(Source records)
PR #537, opened 2018-11-19
[RFC] regex-capi: expose regex::escape

marmeladema:
I needed regex::escape available in the C API so i added it, but i have only done a few hours of rust in my life so this patch might be totally wrong. I have successfully been able to rust-regex-escape some strings from Python using ctypes to load the library though.

I followed this guide to handle String as returned type: http://jakegoulding.com/rust-ffi-omnibus/string_return/

### DIFF
--- a/regex-capi/include/rure.h
+++ b/regex-capi/include/rure.h
@@ -567,6 +567,38 @@ void rure_error_free(rure_error *err);
  */
 const char *rure_error_message(rure_error *err);
 
+/*
+ * rure_escape_must returns a NULL terminated string where all meta characters
+ * have been escaped. If escaping fails for any reason, an error message is
+ * printed to stderr and the process is aborted.
+ *
+ * The pattern given should be in UTF-8. For convenience, this accepts a C
+ * string, which means the pattern cannot contain NULL byte.
+ */
+const char *rure_escape_must(const char *pattern);
+
+/*
+ * rure_escape returns a NULL terminated string where all meta characters have
+ * been escaped. The pattern must be valid UTF-8 and the length corresponds to
+ * the number of bytes in the pattern.
+ *
+ * error is set if there was a problem compiling the pattern (including if the
+ * pattern is not valid UTF-8). If error is NULL, then no error information
+ * is returned. In all cases, if an error occurs, NULL is returned.
+ *
+ * The pointer returned must not be freed directly. Instead, it should be freed
+ * by calling rure_string_free.
+ */
+const char *rure_escape(const uint8_t *pattern, size_t length,
+                        rure_error *error);
+
+/*
+ * rure_string_free frees the string given.
+ *
+ * This must be called at most once per string.
+ */
+void rure_string_free(char *s);
+
 #ifdef __cplusplus
 }
 #endif
--- a/regex-capi/src/rure.rs
+++ b/regex-capi/src/rure.rs
@@ -570,3 +570,62 @@ ffi_fn! {
         unsafe { (*re).len() }
     }
 }
+
+ffi_fn! {
+    fn rure_escape_must(pattern: *const c_char) -> *const c_char {
+        let len = unsafe { CStr::from_ptr(pattern).to_bytes().len() };
+        let pat = pattern as *const u8;
+        let mut err = Error::new(ErrorKind::None);
+        let esc = rure_escape(pat, len, &mut err);
+        if err.is_err() {
+            let _ = writeln!(&mut io::stderr(), "{}", err);
+            let _ = writeln!(
+                &mut io::stderr(), "aborting from rure_escape_must");
+            unsafe { abort() }
+        }
+        esc
+    }
+}
+
+ffi_fn! {
+    fn rure_escape(
+        pattern: *const u8,
+        length: size_t,
+        error: *mut Error
+    ) -> *const c_char {
+        let pat : &[u8] = unsafe{ slice::from_raw_parts(pattern, length) };
+        let str_pat = match str::from_utf8(pat) {
+            Ok(val)  => val,
+            Err(err) => {
+                unsafe {
+                    if !error.is_null() {
+                        *error = Error::new(ErrorKind::Str(err));
+                    }
+                    return ptr::null();
+                }
+            }
+        };
+        let esc_pat = regex::escape(str_pat);
+        let c_esc_pat = match CString::new(esc_pat) {
+            Ok(val)  => val,
+            Err(err) => {
+                unsafe {
+                    if !error.is_null() {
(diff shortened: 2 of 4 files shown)


regex-capi/include/rure.h
```diff
@@ -567,6 +567,22 @@ void rure_error_free(rure_error *err);
...
 const char *rure_error_message(rure_error *err);
 
+/*
+ * rure_escape returns a NULL terminated string where all meta characters have
+ * been escaped.
+ *
+ * The pointer returned must not be freed directly. Instead, it should be freed
+ * by calling rure_string_free.
+ */
+const char *rure_escape(const char *pattern, size_t length);
```
BurntSushi: Hmm I don't think this signature makes sense to me. It's taking a `char *` and _also_ a length. Usually a `char *` is a NUL terminated string, which means the length isn't necessary. If you want to use a length with the string, then you probably want `uint8_t *` instead. However, I think regex patterns tend to be NUL terminated string literals, so I'd just drop the length parameter here.

Also, patterns are required to be UTF-8, so this needs to be able to return an error.

regex-capi/src/rure.rs
```diff
@@ -570,3 +570,22 @@ ffi_fn! {
         unsafe { (*re).len() }
     }
 }
+
+ffi_fn! {
+    fn rure_escape(pattern: *const c_char, length: size_t) -> *const c_char {
+        let pat : &[u8] = unsafe{ slice::from_raw_parts(pattern as *const u8, length) };
+        let str_pat = str::from_utf8(pat).unwrap();
+        let esc_pat = regex::escape(str_pat);
+        let c_esc_pat = CString::new(esc_pat).unwrap();
```
BurntSushi: I don't think _either_ of these unwraps are acceptable here unfortunately. Both are errors that need to be handled because they can be triggered by user input.

BurntSushi: I think we should use `rure_error`.

BurntSushi: If you like, you can add an `rure_escape_must` that will abort the program on error, similar to `rure_compile_must`. If we do that, you might consider copying the compilation API and using `uint8_t *` for `rure_escape` and `char *` for `rure_escape_must`.

marmeladema:
Sorry to use this PR as a way to learn more about rust but i don't quite understand something.
Before using rure_error, i wanted just to return NULL instead of unwrap so i modified the actual code:
```
ffi_fn! {
    fn rure_escape(pattern: *const u8, length: size_t) -> *const c_char {
        let pat : &[u8] = unsafe{ slice::from_raw_parts(pattern, length) };
        let str_pat = str::from_utf8(pat).unwrap();
        let esc_pat = regex::escape(str_pat);
        let c_esc_pat = CString::new(esc_pat).unwrap();
        c_esc_pat.into_raw()
    }
}
```
to
```
ffi_fn! {
    fn rure_escape(pattern: *const u8, length: size_t) -> *const c_char {
        let pat : &[u8] = unsafe{ slice::from_raw_parts(pattern, length) };
        let str_pat = match str::from_utf8(pat) {
            Ok(val)  => val,
            Err(_) => return std::ptr::null(),
        };
        let esc_pat = regex::escape(str_pat);
        let c_esc_pat = match CString::new(esc_pat) {
            Ok(val)  => val,
            Err(_) => return std::ptr::null(),
        };
        c_esc_pat.into_raw()
    }
}
```
but i get an error on the last line saying that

§ Problem to solve
Exactly how many lines in the records above hold the string "returned"? Reply with that number only.

§ Answer space
4